[Listed records Boundary: Start]
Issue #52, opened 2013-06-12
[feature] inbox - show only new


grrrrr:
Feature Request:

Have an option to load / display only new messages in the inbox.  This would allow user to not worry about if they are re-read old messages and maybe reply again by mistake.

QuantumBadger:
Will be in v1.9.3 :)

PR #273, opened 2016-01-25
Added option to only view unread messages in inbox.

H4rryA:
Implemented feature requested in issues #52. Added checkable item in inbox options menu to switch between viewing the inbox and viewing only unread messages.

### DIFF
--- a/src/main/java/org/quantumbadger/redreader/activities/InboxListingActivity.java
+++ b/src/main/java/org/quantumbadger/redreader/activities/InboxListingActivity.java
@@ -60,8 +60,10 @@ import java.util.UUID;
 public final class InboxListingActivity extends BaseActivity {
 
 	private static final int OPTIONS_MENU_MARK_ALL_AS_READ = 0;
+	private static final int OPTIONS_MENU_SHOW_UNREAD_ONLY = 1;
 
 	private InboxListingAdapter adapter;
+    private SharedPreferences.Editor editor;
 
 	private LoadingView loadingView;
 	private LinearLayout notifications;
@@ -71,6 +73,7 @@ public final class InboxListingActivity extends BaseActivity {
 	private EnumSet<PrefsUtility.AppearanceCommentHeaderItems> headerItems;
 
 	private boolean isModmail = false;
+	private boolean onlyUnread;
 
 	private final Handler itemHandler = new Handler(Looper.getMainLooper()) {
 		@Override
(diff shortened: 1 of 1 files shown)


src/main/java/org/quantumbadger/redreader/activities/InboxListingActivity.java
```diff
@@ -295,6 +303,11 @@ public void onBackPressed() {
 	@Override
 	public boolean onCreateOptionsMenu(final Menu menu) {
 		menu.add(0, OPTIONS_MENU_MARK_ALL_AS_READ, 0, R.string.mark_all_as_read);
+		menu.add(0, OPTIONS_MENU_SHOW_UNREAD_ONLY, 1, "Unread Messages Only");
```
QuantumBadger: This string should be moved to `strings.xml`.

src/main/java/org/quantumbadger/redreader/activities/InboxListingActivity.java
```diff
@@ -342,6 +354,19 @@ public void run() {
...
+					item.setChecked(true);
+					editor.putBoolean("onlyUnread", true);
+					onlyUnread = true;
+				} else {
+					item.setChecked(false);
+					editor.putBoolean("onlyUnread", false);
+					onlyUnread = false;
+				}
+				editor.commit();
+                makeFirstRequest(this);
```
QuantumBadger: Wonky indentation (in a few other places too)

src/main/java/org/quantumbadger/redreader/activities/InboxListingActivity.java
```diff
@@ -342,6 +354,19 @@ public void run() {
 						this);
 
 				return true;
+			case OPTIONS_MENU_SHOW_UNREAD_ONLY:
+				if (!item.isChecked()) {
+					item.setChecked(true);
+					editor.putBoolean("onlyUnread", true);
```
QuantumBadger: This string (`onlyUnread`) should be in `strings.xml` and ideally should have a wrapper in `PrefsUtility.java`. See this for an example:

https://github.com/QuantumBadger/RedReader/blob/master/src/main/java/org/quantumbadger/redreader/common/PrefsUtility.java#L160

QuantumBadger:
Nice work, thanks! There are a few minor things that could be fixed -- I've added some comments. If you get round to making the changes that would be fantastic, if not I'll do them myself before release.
[Listed records Boundary: End]
[Listed records Boundary: Start]
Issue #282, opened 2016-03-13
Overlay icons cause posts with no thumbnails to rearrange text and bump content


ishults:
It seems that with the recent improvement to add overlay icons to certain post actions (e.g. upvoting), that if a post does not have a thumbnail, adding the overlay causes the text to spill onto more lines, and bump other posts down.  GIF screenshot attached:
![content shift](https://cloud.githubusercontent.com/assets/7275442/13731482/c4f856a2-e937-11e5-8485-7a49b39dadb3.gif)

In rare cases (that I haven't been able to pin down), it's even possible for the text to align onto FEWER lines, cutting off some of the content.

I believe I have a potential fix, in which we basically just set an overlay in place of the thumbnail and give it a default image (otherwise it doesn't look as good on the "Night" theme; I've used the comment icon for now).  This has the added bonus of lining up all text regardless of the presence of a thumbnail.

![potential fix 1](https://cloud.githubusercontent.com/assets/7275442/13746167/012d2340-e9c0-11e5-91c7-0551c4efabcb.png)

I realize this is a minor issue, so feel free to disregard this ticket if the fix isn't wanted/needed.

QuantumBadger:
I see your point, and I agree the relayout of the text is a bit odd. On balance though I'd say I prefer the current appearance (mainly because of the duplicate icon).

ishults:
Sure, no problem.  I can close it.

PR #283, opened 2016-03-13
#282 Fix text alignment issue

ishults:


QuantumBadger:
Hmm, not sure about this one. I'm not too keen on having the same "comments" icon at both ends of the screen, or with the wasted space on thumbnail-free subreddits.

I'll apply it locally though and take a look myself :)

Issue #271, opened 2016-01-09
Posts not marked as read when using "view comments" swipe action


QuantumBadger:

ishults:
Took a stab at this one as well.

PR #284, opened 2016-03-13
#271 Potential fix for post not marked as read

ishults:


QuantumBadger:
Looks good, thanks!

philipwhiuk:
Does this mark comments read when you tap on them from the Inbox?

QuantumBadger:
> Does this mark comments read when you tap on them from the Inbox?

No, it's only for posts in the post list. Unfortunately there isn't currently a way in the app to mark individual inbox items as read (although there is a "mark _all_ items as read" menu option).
[Listed records Boundary: End]
From the entries above, return exactly the line containing "private SharedPreferences.Editor editor;", the line containing "(diff shortened: 1 of 1 files shown)", and all lines between, and nothing else.

> **Answer to this problem**
+    private SharedPreferences.Editor editor;
 
 	private LoadingView loadingView;
 	private LinearLayout notifications;
@@ -71,6 +73,7 @@ public final class InboxListingActivity extends BaseActivity {
 	private EnumSet<PrefsUtility.AppearanceCommentHeaderItems> headerItems;
 
 	private boolean isModmail = false;
+	private boolean onlyUnread;
 
 	private final Handler itemHandler = new Handler(Looper.getMainLooper()) {
 		@Override
(diff shortened: 1 of 1 files shown)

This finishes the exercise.